O número de representantes comerciais, por exemplo, de 100 pessoas, deverá crescer 70% em cinco anos. O time de profissionais da equipe própria da empresa é de cerca de 200 pessoas.
Embora disponha de produtos para lavouras diversas e nas quais o Brasil tem tradição, como café e algodão, o foco de atuação será dado a cinco culturas: soja, milho, cana-de-açúcar – as três, nessa ordem, são as que respondem pela maior parte do faturamento da companhia -, batata e tomate. “Para batata e tomate, nosso portfólio é mais completo que em outras culturas.

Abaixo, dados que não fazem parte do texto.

Issue #330, opened 2026-08-02
ci: the Highway SIMD backend (simd/batch.hpp) is compiled by no CI job


Ravenwater:
## Summary

No workflow sets `MTL5_WITH_HIGHWAY=ON`, so `MTL5_HAS_HIGHWAY` is never defined in CI and the **Highway-backed `simd::batch` implementation is compiled by no runner**. Every CI job builds the portable scalar fallback instead.

This is the same class of gap as #329 (benchmark sources compiled nowhere), but on library code.

## Scope — narrower than it first appears

Worth stating precisely, because most of the fast-GEMM stack *is* covered and I initially assumed otherwise:

| Code | Covered in CI? | Why |
|---|---|---|
| `detail/gemm_blocked.hpp` | **yes** | included unconditionally by `mtl.hpp:18` and `operation/mult.hpp:20` |
| `#ifdef MTL5_NATIVE_FAST_GEMM` dispatch in `mult.hpp` (lines 217, 278, 345) | **yes** | `tests/unit/operation/test_gemm_blocked.cpp:12` and `test_fast_gemm_numeric.cpp:15` `#define MTL5_NATIVE_FAST_GEMM 1` before including it |
| `simd/batch.hpp` Highway path (lines 41–94) | **no** | requires `MTL5_HAS_HIGHWAY`, which only the CMake option defines |

So the blocked GEMM, the micro-kernel, and the `mult()` routing are all exercised. What is not is the ~54-line Highway specialization of `simd::batch` — the actual SIMD register type underneath those kernels. In CI it is always `size == 1` scalar.

Unlike the `NATIVE_FAST_GEMM` macro, a test cannot opt in by `#define`-ing `MTL5_HAS_HIGHWAY`: that path needs the Highway headers and library, which are absent unless the build fetches or finds them.

## Why it matters

The kernels are tested for numerical correctness against the scalar fallback only. A change to the Highway specialization — lane handling, masked edges, an FMA ordering difference — compiles and passes CI while being broken in every build users actually benchmark or deploy with, since `-DMTL5_WITH_HIGHWAY=ON` is what the `native-fast` variant and all published performance numbers use.

## Cost

[...]

Issue #321, opened 2026-08-02
bench(sparse): run_scaling_297.sh SPARSE_SIZES default (200,320) is intractable — 3-D Laplacian factorization dominates


Ravenwater:
## Summary

`run_scaling_297.sh` defaults to `SPARSE_SIZES=200,320` (`run_scaling_297.sh:34`). On an i7-12700K that default does not finish: a `T=1` run was killed after **3 h 28 min** without completing the first size, while the four dense families in the same pass finished in under 10 minutes combined.

The binary's own documented default is `100,160` (`bench_sparse.cpp:26`). The driver overrides it with values ~4x larger in DOF.

## Measured cost (whole `bench_sparse` suite, `T=1`, pinned to one P-core)

| Grid side | 2-D case | 3-D case | Wall clock |
|---|---|---|---|
| 100 | `lap2d100`, n=10,000 | `lap3d21`, n=9,261 | **11 s** |
| 160 | `lap2d160`, n=25,600 | `lap3d29`, n=24,389 | **3 m 38 s** |
| 200 | `lap2d200`, n=40,000 | `lap3d34`, n≈39,304 | **killed at 3 h 28 m** |
| 320 | `lap2d320`, n=102,400 | `lap3d46`, n≈97,336 | not attempted |

A 1.6x increase in grid side (100 -> 160) costs ~20x in wall clock.

## Root cause

The time is **not** in the timed solves — those are milliseconds (e.g. `chol lap3d29` solves in 14.4 ms). It is in the **untimed factorization setup** that each case performs before timing, and it is dominated by the 3-D Laplacian.

`bench_sparse.cpp:224-226` sizes the 3-D grid so its DOF count matches the 2-D one:

```cpp
const std::size_t g3 = std::max<std::size_t>(8, static_cast<std::size_t>(std::cbrt(
                           static_cast<double>(g) * static_cast<double>(g))));
```

`max(8, ...)` is only a *lower* bound; nothing caps `g3`. Equal DOF does not mean equal factorization cost — 3-D Laplacian Cholesky has far worse fill and flop growth than 2-D at the same `n`, so the 3-D case dominates and grows superlinearly. At `g=320` it is a ~97K-DOF 3-D problem.

The comment on that line says `g3` is "bounded", which describes an intent the code does not implement.

Two multipliers make it worse in the driver:

[...]

PR #344, opened 2026-08-02
docs: changelog coverage for the v5.8.0 tooling work + session log

Ravenwater:
End-of-day wrapup. Two files.

## `CHANGELOG.md`

The v5.8.0 section documented the four correctness fixes — those were added during release prep in #343 — but **none of the benchmarking, CI or documentation work that shipped in the same release**. None of #319, #320, #321, #322, #327, #329, #330 or #333 appeared anywhere in the file.

| section | added |
|---|---|
| **Added** | the benchmark results site; the benchmark-build CI lane; the Highway SIMD lane |
| **Changed** | #82 gate asserts the median with a per-size floor; `SPARSE_SIZES` default lowered to a size that completes; CI runs on draft → ready; `cmake --preset release` builds something |
| **Fixed** | `bench_klu` / `bench_superlu` did not compile; `bench_sparse`'s 3-D Laplacian grid is clamped |

These are documentation of what v5.8.0 already contains — the tag is unchanged, and the auto-generated release notes already reflected the commits.

## `docs/sessions/2026-08-02-*.md`

Follows the existing session-doc format (Objective / Context / Work Completed / Decisions & Rationale / Outcome / Issues & PRs).

The connecting thread it records: **every defect found this session lived in code that a test or lane appeared to cover but structurally could not** — n=2 and n=3 for Bunch–Kaufman where no interchange is possible, small structured matrices for SVD, plain arithmetic accumulators for the norms, "does the solve converge" for `ilu_0`, and for the tooling bugs, source files no runner compiled at all.

Three decisions worth carrying forward:

- **Fix the cause, not the instance.** Three of the four bugs shipped with a correct one-line fix in the issue, and in each the real problem was redundant or ambiguous state. `ilu_0` stored the diagonal twice with one of two consumers filtering it; storing it once makes the invariant structural. `two_norm<Acc>` could have rounded to `mag_t` and compiled, but that discards what the accumulator bought.
- **Tests must assert the failing regime is live** — that an interchange occurred, that a 2×2 block appeared, that ILU(0) was exact — otherwise they can quietly stop covering the bug, which is exactly how these survived.
- **Publish the negative results.** `ilu_0` is unchanged at 29 BiCGSTAB iterations on a 2-D Laplacian; only the tridiagonal case goes 11 → 1. And the retracted N=465 gate claim stays visible on the results page rather than being silently rewritten.

Session docs are not registered in `FILE_MAP`, matching the existing ones — they stay GitHub-only.

## Verification

`npm run build` — 43 pages, unchanged. Changelog structure intact (one `### Changed` in the 5.8.0 section, no duplicated headings).

## Summary by CodeRabbit

* **Documentation**
  * Added benchmark results and publication details for version 5.8.0.
  * Updated performance guidance, acceptance criteria, sparse benchmark defaults, and release information.
  * Documented improved numerical correctness across several linear algebra and matrix operations.

* **Bug Fixes**
  * Corrected benchmark result accessors and constrained the 3-D sparse benchmark grid for more reliable measurements.


Ravenwater:
Both findings reviewed. One fixed, one declined with reasoning.

### CSV count — valid, but the suggested resolution was the wrong way round

The arithmetic mismatch is real: the listed groups summed to 19 against a stated 20. But the **total was right and the breakdown was wrong** — the `#297` group is *six* CSVs, not five:

```
blas_sweep      5
lapack_sweep    3
gemm_scaling    4
scaling_ (#297) 6   scaling_{gemm_rect,lu,qr,chol,ewise,sparse}.csv
scoreboards     2
TOTAL          20
```

Changing the total to 19 would have made the document wrong in a way that is harder to notice than the original slip. Fixed in `0b75438` by correcting "five" to "six" and naming the six files explicitly, so the number is checkable against `benchmarks/data/` rather than needing to be trusted.

### "Full-day session" — declined

Grammatically correct as a compound modifier, but `**Duration**: Full day session` is a template field, and **all nine existing session docs use the unhyphenated form**. Changing only this one makes it the odd entry in the corpus. If the hyphenation is wanted, it should be a single sweep across all ten so the field stays uniform — which is out of scope for a wrapup PR, and I would rather not silently split the convention.

---

### Unrelated: the macOS ARM64 failure on this PR

RCA, since it is on the checks list. **Transient network failure, not a code problem.**

```
Set up sccache   ##[error]HttpError: Connect Timeout Error
Post Set up sccache   ##[error]Unable to locate executable file: undefined
```

`mozilla-actions/sccache-action` fetches the sccache binary over the network; the connect timed out 10 s in. The second error is a consequence, not an independent fault — the action never set the binary path, so its post step had nothing to run `--show-stats` against.

Four things establish it as infrastructure:

1. The job died in a **setup step, before any compilation** — 36 s total.
2. The **same lane passed on the same commit** in the sibling run (`macOS ARM64 (Apple Clang)`, 3m0s, run `30772794704`).
3. This PR is **documentation only** — `CHANGELOG.md` and one new markdown file. It cannot affect compilation on any platform.
4. All three Linux ARM64 lanes passed; ARM is not implicated.

Not recurrent either: the other two recent red runs are on `feat/ryzen-9-8945hs-benchmarks` with a genuine step failure, a different cause.

Re-running the failed job rather than pushing a no-op commit.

Por isso elas fazem parte das cinco com foco maior”, disse Bueno.
A DuPont também pretende retomar a ascensão das operações de troca de insumos por produtos agrícolas, também conhecida como “barter”. Segundo o executivo, a ferramenta manteve trajetória de crescimento na empresa desde que as primeiras operações foram realizadas, no início da década, mas registrou retração em 2008.
Isso ocorreu, afirma Bueno, porque a trading de grãos com a qual a DuPont atuava, que era responsável pelo financiamento das operações, reduziu sua atuação no segmento no ano passado. Assim, em vez de atuar apenas com uma parceira, os contratos serão fechados com várias tradings.
Pretende-se, com isso, que as trocas de defensivos por produtos agrícolas voltem a responder por quase 20% do faturamento da área de defensivos da empresa no Brasil, patamar que havia sido alcançado em 2007. “As trocas eram feitas em soja e milho. Vamos passar a oferecê-las também em algodão, café e cana”, diz.
Parte do crescimento do mercado de defensivos em 2008 foi creditada à disparada do preço do petróleo, base da produção de produtos de importância estratégica para o segmento no país – houve repasse de preços, portanto, que não deverá se repetir neste ano. Bueno acredita, com isso, que embora o volume de vendas do setor deva se manter neste ano, a receita tende a cair. “Mas nós devemos crescer 5%”, diz. Para o mercado, ele estima retração de 10% a 15%.